With respect to administration costs, in its dismissal of alternatives to amalgamation in Chapter 4, the Commission asserted that large amalgamated councils would involve ‘less administration and bureaucracy’ and avoid ‘complexity and delays’ inevitable in cooperative arrangements between smaller councils. It did not address a comparison of administrative costs between consolidated councils and existing councils for non-shared functions. This is unfortunate because in the public administration literature a wealth of evidence exists that larger bureaucracies are less effective since (a) longer administrative hierarchies inhibit the efficacious transformation of policy decisions into policy action and (b) decision-making is further removed from situational knowledge and thus is less well informed (Hood 2000). The Commission also ignored a second possibility: reduced oversight costs incurred by the Queensland DLGPS&R arising from far fewer local councils.
The recent debate in New South Wales over council mergers in that state witnessed the development of an argument in favour of much larger local government areas that has come to be called ‘eco-civic regionalisation’ (Brunckhorst and Reeve 2006). In essence, this view is based on the notion that while ‘ecology is forever’, human settlement is transitory and therefore regional management strategies should ensure that ecologically homogeneous geographic areas should form the basis for the design of local government areas, rather than current and future patterns of human settlement.
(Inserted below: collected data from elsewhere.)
Issue #1194, opened 2020-02-26
Add ability to retrieve events inside TokenScript


James-Sangalli:
https://gist.github.com/James-Sangalli/0509258f3d56b66b68bfd6d51a10639a

James-Sangalli:
@JamesSmartCell I'll add the function and a test to retrieve the events and then you can integrate it in

James-Sangalli:
@JamesSmartCell as discussed, here is a code snippet for retrieving filtered events in Web3J with sample output: https://gist.github.com/James-Sangalli/4d1f031d5cf6ac724e7946b48f1cf44c

JamesSmartCell:
Can now access events.

Issue #1180, opened 2020-02-24
Android: interpretation a filter (currently only key=value)


James-Sangalli:
@colourful-land said this:

I envision the final product is a filter that can be used to obtain object in:

1) attestations, especially when one attestation depends on another with specific predicate (which is a filter)
2) tokens, during token negotiation
3) data objects, e.g. finding events.

But in this issue, we only need a filter that can obtain an event through a key=value format. That is, αWallet can parse the filter used in line 139

https://github.com/AlphaWallet/TokenScript-Examples/blob/27ffe6a83a7c41631ebfe22e262e21850f234327/examples/ENS/ENS.xml#L137-L141

PR #1262, opened 2020-03-31
Add Event Parsing

### LINKED ISSUE #1183: Android adding ASNX module parsing capacity (only used for events now)
It means iOS should be aware of this file's line 26 to line 34

https://github.com/AlphaWallet/TokenScript-Examples/blob/27ffe6a83a7c41631ebfe22e262e21850f234327/examples/ENS/ENS.xml#L26-L34

JamesSmartCell:
Add event parsing and some limited error reporting. 

After event parsing is complete the error handling will be completed so any tokenscript errors can be immediately seen when script is dropped into the app folder.

Fixes #1183
Adds instrumentation to allow operation of #1180 and #1194

### DIFF
--- a/lib/src/main/java/com/alphawallet/token/entity/AttributeType.java
+++ b/lib/src/main/java/com/alphawallet/token/entity/AttributeType.java
@@ -34,12 +34,14 @@ public class AttributeType {
     public Map<BigInteger, String> members;
     private TokenDefinition definition;
     public FunctionDefinition function = null;
+    public EventDefinition event = null;
     public boolean userInput = false;
 
     public AttributeType(Element attr, TokenDefinition def)
     {
         definition = def;
         id = attr.getAttribute("id");
+        name = id; //set name to id if not specified
         as = As.Unsigned; //default value
         try {
             switch (attr.getAttribute("syntax")) { // We don't validate syntax here; schema does it.
@@ -66,6 +68,9 @@ public class AttributeType {
                     break;
                 case "1.3.6.1.4.1.1466.115.121.1.27":
                     syntax = TokenDefinition.Syntax.Integer;
+                    break;
+                case "1.3.6.1.4.1.1466.115.121.1.15":
+                    syntax = TokenDefinition.Syntax.DirectoryString;
                     break;
                 default: // unknown syntax treat as Directory String
                     syntax = TokenDefinition.Syntax.DirectoryString;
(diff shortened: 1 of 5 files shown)


lib/src/main/java/com/alphawallet/token/entity/AttributeType.java
```diff
@@ -234,6 +247,30 @@ else if (data.startsWith("0x"))
         }
     }
 
+    //Sometimes value needs to be processed from the raw input.
+    //Currently only time
+    public BigInteger processValue(BigInteger val) throws UnsupportedEncodingException, ParseException
+    {
+        switch (syntax)
+        {
+            case GeneralizedTime:
```
James-Sangalli, line 256: @JamesSmartCell want to add the missing cases? if not implemented we can still put them in and simply break

lib/src/main/java/com/alphawallet/token/entity/ContractInfo.java
```diff
@@ -12,4 +12,12 @@
 {
     public String contractInterface = null;
     public Map<Integer, List<String>> addresses = new HashMap<>();
+    public Map<String, Module> eventModules = null;
+
+    public boolean hasContract(int chainId, String address)
```
James-Sangalli, line 17: @JamesSmartCell could this be named for specifically?

lib/src/main/java/com/alphawallet/token/entity/AttributeType.java
```diff
@@ -67,6 +69,9 @@ public AttributeType(Element attr, TokenDefinition def)
                 case "1.3.6.1.4.1.1466.115.121.1.27":
```
James-Sangalli, line 69: Could we define these as constants to make them less error prone and simple?

lib/src/main/java/com/alphawallet/token/entity/AttributeType.java
JamesSmartCell: There's no missing cases. Currently we only need to transform time attribute value (ie convert the string representation to Unix time value). In future there may be other attributes that need transforming, but currently we don't know what they are.

lib/src/main/java/com/alphawallet/token/entity/ContractInfo.java
JamesSmartCell: which? eventModules or hasContract?

lib/src/main/java/com/alphawallet/token/entity/AttributeType.java
JamesSmartCell: those are the ISO values which are used in the tokenscript. Are you proposing something like an enum abstraction? If so it's not a bad idea.

lib/src/main/java/com/alphawallet/token/entity/ContractInfo.java
James-Sangalli: hasContract means has tokenscript for contract?

lib/src/main/java/com/alphawallet/token/entity/AttributeType.java
James-Sangalli: Added the missing but not used cases like Boolean, BitString etc. While these are not being implemented, the switch should be exhaustive otherwise it would be better to just use an if statement

lib/src/main/java/com/alphawallet/token/entity/AttributeType.java
James-Sangalli: Done

PR #1263, opened 2020-04-01
Add Action local attributes

JamesSmartCell:
Adds the local attributes for an ```<action>``` into the injected token properties.

Allows code like this to work (taken from ENS script):

```
<ts:action>
      <ts:name>
        <ts:string xml:lang="en">Renew</ts:string>
      </ts:name>

      <ts:attribute-type id="renewalPricePerYear" syntax="1.3.6.1.4.1.1466.115.121.1.36">
        <ts:name>
          <ts:string xml:lang="en">renewal price per year</ts:string>
        </ts:name>
        <ts:origins>
          <ts:ethereum function="rentPrice" contract="ETHRegistrarController" as="uint">
            <ts:data>
              <ts:string ref="ensName"/>
              <ts:uint256>31540000</ts:uint256>
            </ts:data>
          </ts:ethereum>
        </ts:origins>
      </ts:attribute-type>
```
...
```
<h3>Price of one year renewal: ${(this.props.renewalPricePerYear / 1e+18).toFixed(3)} ETH</h3>
```

The renewalPricePerYear attribute is only injected into the 'renew' action card view, not into any other actions or views.

### DIFF
--- a/app/src/main/java/com/alphawallet/app/entity/tokens/Token.java
+++ b/app/src/main/java/com/alphawallet/app/entity/tokens/Token.java
@@ -1089,7 +1089,7 @@ public class Token implements Parcelable, Comparable<Token>
 
         final StringBuilder attrs = assetService.getTokenAttrs(this, tokenId, range.tokenIds.size());
 
-        assetService.resolveAttrs(this, tokenId)
+        assetService.resolveAttrs(this, tokenId, null) //Can a view have local attributes?
                 .subscribeOn(Schedulers.io())
                 .observeOn(AndroidSchedulers.mainThread())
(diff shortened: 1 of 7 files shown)


app/src/main/java/com/alphawallet/app/entity/tokens/Token.java
```diff
@@ -1089,7 +1089,7 @@ public void renderTokenscriptView(TicketRange range, AssetDefinitionService asse
 
         final StringBuilder attrs = assetService.getTokenAttrs(this, tokenId, range.tokenIds.size());
 
-        assetService.resolveAttrs(this, tokenId)
+        assetService.resolveAttrs(this, tokenId, null) //Can a view have local attributes?
```
James-Sangalli, line 1092: An action can?

PR #1279, opened 2020-04-07
Fix tx to/from shown in transaction list and detail screens

JamesSmartCell:
Fix inconsistent display of sent and received in Transaction view.

Reported in the AlphaWallet public forum.

Issue can be seen by watching this wallet:

```0xB9E289bC3beAFd15397Ae3D03054864f1c519B74```

Be sure to enable Rinkeby. Before patch you'll see all tx are green Received, after patch they will show up correctly.


JamesSmartCell:
Thie PR fixes known bug reported on forum.

PR #1292, opened 2020-04-10
Refactor ERC721 token select. 

JamesSmartCell:
NOTE: This PR goes in AFTER 'Direct-DB-Load' #1291 

General code improvements - when reading from OpenSea we don't know what type of ERC721 so mark as ERC721_UNDETERMINED when we first see it. 
This type acts as a flag for the resolution code to know the type hasn't been fully identified yet.

This way of resolving makes the code cleaner.

### DIFF
--- a/app/src/main/java/com/alphawallet/app/entity/ContractType.java
+++ b/app/src/main/java/com/alphawallet/app/entity/ContractType.java
@@ -19,5 +19,6 @@ public enum ContractType
     DELETED_ACCOUNT,
     ERC721_LEGACY,
     ERC721_TICKET,
+    ERC721_UNDETERMINED, //when we receive an ERC721 we don't know what kind it is
     CREATION //Placeholder for generic, should be at end of list
 }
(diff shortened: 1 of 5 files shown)


James-Sangalli:
@JamesSmartCell when you say we don't know what "type" it is, are you referring to not knowing whether it is an ERC721 ticket or not? Please elaborate onto what this is trying to solve.

JamesSmartCell:
> when reading from OpenSea we don't know what type of ERC721

When we get the Token from OpenSea initially, we only know what we received is a type of ERC721.

We have 3 types of ERC721 - ERC721, ERC721_LEGACY and ERC721_TICKET

Since the TICKET variety is handled very differently (different class) to normal ERC721 we need to mark the type as UNDETERMINED until we have established exactly what type it is. This could be done inside the OpenSea fetch but then that class is performing activities outside of its scope, or we have to link in extra support. It's better to encapsulate that elsewhere.

It should have been handled this way to begin with really, but at the time I wanted to make the handling as small as possible.

JamesSmartCell:
To reproduce the bad behaviour:

Setup an emulator or make sure your AW install doesn't have your account starting with 0x42ea ...

Create a watch wallet for that address.

Look at the 'Star Wars' tickets at the bottom of the token list in the wallet page. It will switch between ERC20 and ERC721. Install this patch and it will very soon determine that the token is ERC721 Ticket and will stay set like this.

PR #1294, opened 2020-04-10
Fix database name case issue

JamesSmartCell:
NOTE: Goes in after #1293 Refator token type selection.

Ensure Realm files in the protected area have normalised names (all lower case).
When removing an account, delete all matching files (upper and lower case).

Can lead to multiple databases and false-negatives otherwise.

The wallet will self-correct once this PR goes through, and it resolves some update issues seen previously.


JamesSmartCell:
Can't use 'equalsIgnoreCase' because we're dealing with matching between a full path eg /0/data/data/io.stormbird.wallet/files/0x2A4bbC32(...)-db-.xml and an Address eg 0x2a4bbc32(...)

PR #1297, opened 2020-04-11
Improve ts card diagnostics

JamesSmartCell:
Report to TokenScript dev if an expected <view> isn't present in the script and display a token placeholder, rather than an empty space.

### DIFF
--- a/app/src/main/java/com/alphawallet/app/entity/tokens/Token.java
+++ b/app/src/main/java/com/alphawallet/app/entity/tokens/Token.java
@@ -10,6 +10,7 @@ import android.view.View;
 import android.widget.ProgressBar;
 import android.widget.TextView;
 
+import com.alphawallet.app.BuildConfig;
 import com.alphawallet.app.R;
 import com.alphawallet.app.entity.ContractType;
 import com.alphawallet.app.entity.TicketRangeElement;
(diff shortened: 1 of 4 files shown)


app/src/main/java/com/alphawallet/app/entity/tokens/Token.java
```diff
@@ -1109,12 +1128,41 @@ private void displayTicket(Context ctx, AssetDefinitionService assetService, Str
...
+     * @param range
+     * @param viewName
+     * @return
+     */
+    private String buildViewError(TicketRange range, String viewName)
     {
-        throwable.printStackTrace();
-        displayTicket(ctx, assetService, attrs, waitSpinner, tokenView, iconified);
+        String displayData = "<h3><span style=\"color:Green\">x" + range.tokenIds.size() + "</span><span style=\"color:Black\"> " + getTokenTitle() + "</span></h3>";
+        displayData += ("<br /><body>" + viewName + " fot found</body>");
```
James-Sangalli, line 1140: typo

James-Sangalli: Would be good to use localizable?

JamesSmartCell: good call, fixed both points.

PR #1307, opened 2020-04-13
Implement Gas Slider

### LINKED ISSUE #1271: Implement Gas Slider
Enhance the gas slider as a subunit to match the spec in Zeplin.

Spec is here:

https://zpl.io/b67kerd

However since this view isn't ready yet, the component can be written separately into the existing view 'activity_gas_settings' as a view component (similar to how the 'PasswordInputView' and 'FunctionButtonBar' work). 

This sub component can replace the old horrible looking one in GasSettingsActivity. It should look exactly like the component in the zeplin spec with 'Speed (Gas)' at the top and '1 Gwei      9000' at the bottom, and replaces the whole of the view in GasSettingsActivity, ie this:

separateview

This component should be ready to insert into the confirmation when this view is complete - so it'll need its own backing class same as FunctionButtonBar. Simply including the 'gas_selector' into your view you should get this self-contained component with auto-updating values. So, the class needs to regularly poll the API and update the view. It should also stop the polling when the view is destroyed.

You will need to convert Gwei to ETH for the central value (in the spec example 0.0003642). This obtained by multiplying the gas limit with the gas price as seen in the 'updateNetworkFee' calculation.

All values in the existing GasSettingsActivity are shown in Gwei (except network fee).

You'll need to know some basic conversion values, have a look at this site and try a few values: 

https://converter.murkin.me/

class BalanceUtils has some basic conversions written in code you can use.

All calculations should be done in wei and then scaled back to ETH.

Example: I set the slider gas price at 1.2 Gwei (1.2 * 10^9 wei) and gas limit to 90000 Gwei (90000 * 10^9 wei). Expected network fee is 90000 Gwei or 90000000000000 wei which is 0.00009 ETH.

Initially, to get implementation working quick set a default gas limit to 90000 Gwei. You can later update this with a method but let's get it working first.

Why do we want to change gas and what is it? Gas is the network transaction fee. It's an incentive for Ethereum miners to include your transaction in their block calculation. If they win the mining competition in addition to mining reward they get your gas fee if they included it in their block. 

If there's a lot of transactions competing for limited block space the miner will always want to include the transaction with highest included gas fee.

Therefore there's an expected transaction time associated with the fee, the higher the fee you include the more quickly your transaction gets processed. There's an API you can call with gas fee vs expected inclusion time here: 

https://ethgasstation.info/json/ethgasAPI.json

All gas prices are in 10*Gwei, so you'll see fast = 50, safeLow = 10 which is 5 Gwei and 1 Gwei.

```
  "fast": 50.0,
    "fastest": 100.0,
    "safeLow": 10.0,
    "average": 10.0,
```
...
```
corresponding speed in minutes

    "safeLowWait": 2.8,
    "avgWait": 2.8,
    "fastWait": 0.3,
    "fastestWait": 0.3,
```

These are prices in gwei * 10, so eg for safeLow, gas price is 1 gwei, expected wait time is 2 minutes 48 seconds (2.8 mins).

Let's say the gas limit is set at 90000 Gwei, and I want my transaction to be fast I set the slider at 5 Gwei. The Expected fee will be 90000*5/10^9 = 0.00045 ETH. My expected wait time for this is 0.3 mins or 18 seconds.

Make sense? Lets use safeLow as the minimum slider position and 'fastest' as the maximum slider position. You can use linear interpolation to calculate the estimated transaction time for now. It's more complex than linear but let's enhance that later. 

Addend: Once the slider is working with linear interpolation the enhancement is to use the more detailed information from the API to produce more accurate wait time:

```
    "gasPriceRange": {
        "100": 0.3,
        "95": 0.3,
        "90": 0.3,
        "85": 0.3,
        "80": 0.3,
        "75": 0.3,
        "70": 0.3,
        "65": 0.3,
        "60": 0.3,
        "55": 0.3,
        "50": 0.3,
        "45": 0.7,
        "40": 0.7,
        "35": 0.7,
        "30": 0.8,
        "25": 1.0,
        "20": 1.0,
        "15": 1.4,
        "10": 2.8,
        "8": 133.9,
        "6": 133.9,
        "4": 133.9
    }
```

Once you finished getting the slider working you will understand the above values - they are just gas price vs expected wait time. From bottom, 0.4 Gwei = 133 minutes 54 seconds, 10 Gwei = 18 seconds. Use linear interpolation between those finer point values, you will end up with a time spread, which if represented visually will be like the view in MetaMask:

gascap1

You can see the enhancement they make too: since above 5 Gwei there's no improvement they don't allow you to slide above 5. This is definitely an enhancement we want to make too.

ChintanRathod:
Fixes #1271


ChintanRathod:
@JamesSmartCell Component is working as expected. I just replaced GasSetting screen with newly created component but didn't yet integrate with confirmation screen. 
Shall I replace existing Gas Price and Gas Limit logic and align with this component?

JamesSmartCell:
Yes, please hook up the existing methods on creation.

Also can you refactor the layouts with @justindg's new dynamic sizing attributes -

eg ```android:textSize="17sp"``` becomes ```android:textSize="@dimen/sp17"```

```android:layout_marginEnd="25dp"``` becomes ```android:layout_marginEnd="@dimen/dp25"```

If the required param doesn't exist yet, add it in and make it the same across all the different dimensions (or try to scale it proportional to what's already in the files); we can re-size the margins/font sizes for the different screen sizes later during internal testing.

This is to auto-resize components for different sized Android display screens.

And, when adding strings resources please tick the localisation boxes for 'es' and 'zh':

image

If you have already added the string, then simply copy it into the relevant directory. This helps with localisation, we can just send the strings files off to our translators (or translate in-house).

ChintanRathod:
- [x ] String resources in other translation files 
- [ x] dimension update for multiple resolution
@JamesSmartCell Added code for above points. Pending with old layout removal GasSettingActivity.

JamesSmartCell:
I updated the code with a few points:

- Remove replaced views
- Replace button with standard button bar (so we can change all the buttons in one go if the design changes)
- Hook up the gas price and gas limit from slider view to the 'save' function
- min/max the values of received data for improved user experience
- extrapolate between received values

If you work on a view; please ensure you use the FunctionButtonBar to place function buttons at the bottom if it doesn't already.

PR #1344, opened 2020-04-20
Token script management

### LINKED ISSUE #1315: Add TokenScript Management Page
Page that matches iOS TokenScript management page which displays a list of Tokens that have a tokenscript.

Once we have a basic list of tokens we will expand on it to show warnings/errors and allow users to remove and otherwise manage scripts.

Add the page into the settings like this (@hboon can you please add iOS settings page screen shot with TokenScript management entry and another showing the script page):

TokenScript Management

You will be able to get a list of the scripts from assetDefinitionService using a method that traverses the ```assetDefinitions``` SparseArray/Mapping, making a list of holding contract tokens vs Filename. See method 'addContractAddresses' to see how to extract the holding contracts from each definition. Most scripts have only one holding contract token (eg Karma - ```0x75cb...```).

I'm thinking initially we want to see something like a list like this:

```
Script Name                 Filename                        
   - token address
```
eg
```
Car Ownership Token                 karma.canonicalized.xml (small font)
0x75cb...  (small font)
```

We may want to change this in future but for now this will be fine

ChintanRathod:
Fixes #1315


ChintanRathod:
@JamesSmartCell Added code to display the information about the TokenScript files. There are total 4 files visible on the screen like below. 

image

Path : /xdaicanonicalized.xml
Path : /data/user/0/io.stormbird.wallet/files/0xa0b86991c6218b36c1d19d4a2e9eb0ce3606eb48.xml
Path : /data/user/0/io.stormbird.wallet/files/0x89d24a6b4ccb1b6faa2625fe562bdd9a23260359.xml
Path : /storage/emulated/0/AlphaWallet/karma.canonicalized.xml

But I applied logic to only display items from "AlphaWallet" directory and below will be output after filtering entries. 

image

- [ ] Confirmation on above implementation
- [ ] Need image icon to set at "TokenScript Management"

JamesSmartCell:
@ChintanRathod please revert changes to AssetDefinitionService, then we can get this into the source.

JamesSmartCell:
@ChintanRathod bump.

ChintanRathod:
@JamesSmartCell Could you please help me to understand what to revert from the AssetDefinitionService, because if I revert the changes, this branch won't have fruitful output.

JamesSmartCell:
I mean to revert the changes to the file 'AssetDefinitionSevice.java'. It appears in your commit that there are only formatting changes, but it's difficult to be sure. Can you revert the formatting changes so it's clear whether there's any change to this specific file.

PR #1385, opened 2020-05-07
changing default accent colour following fiji design

colourful-land:
this shouldn't have much visible effect since barely any code use accentColor, but old accent colour should be replaced.


colourful-land:
the PR is too small, retracting to make another.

In section 3.3 of Chapter 3 of its Final Report, the Reform Commission outlined the factors it took into account in determining the boundaries of local government areas, which included ‘environmental’ factors and ‘community of interest’. These issues were considered exclusively in terms of human factors, such as economic development, growth management, mineral extraction, population migration, and the like, with the single exception of forestry as a potential ‘greenhouse sink’. In other words, the Commission did not incorporate eco-civic regionalisation into its deliberations at all. This is fortunate since the extreme notion of eco-civic regionalisation not only completely ignores the costs of the massive restructuring it would entail, but cannot demonstrate why state government agencies cannot adequately manage environmental issues (Dollery and Crase 2004).
The final category in the Dollery et al. (2006b) classification involves public-choice considerations. These arguments have been articulated by numerous scholars of local government, perhaps most notably Bailey (1999) and Boyne (1998a). In effect, they amount to a conceptual rebuttal of the notion that ‘big is beautiful’ by maintaining that large councils are less accountable and transparent and more complex than their smaller counterparts and thus less easily monitored by voters, who have less contact with elected representatives. It is also argued that smaller municipalities are much closer to constituents and thereby better informed than large councils. A second empirical string to the public-choice bow is that ‘bigger is not better’, since considerable evidence has demonstrated that small councils deliver services more cheaply (see, for example, Boyne 1992; 1998b).
As we have seen, the Final Report adopts precisely the opposite view to these public-choice considerations at both the conceptual ‘big is beautiful’ level and the empirical ‘bigger is better’ level. Apart from the fact that the authors of the Final Report cite no literature outside of Queensland, this can also perhaps be partially explained by the fact that the public-choice perspective examines local government effectiveness from a citizen’s perspective rather than an organisational perspective.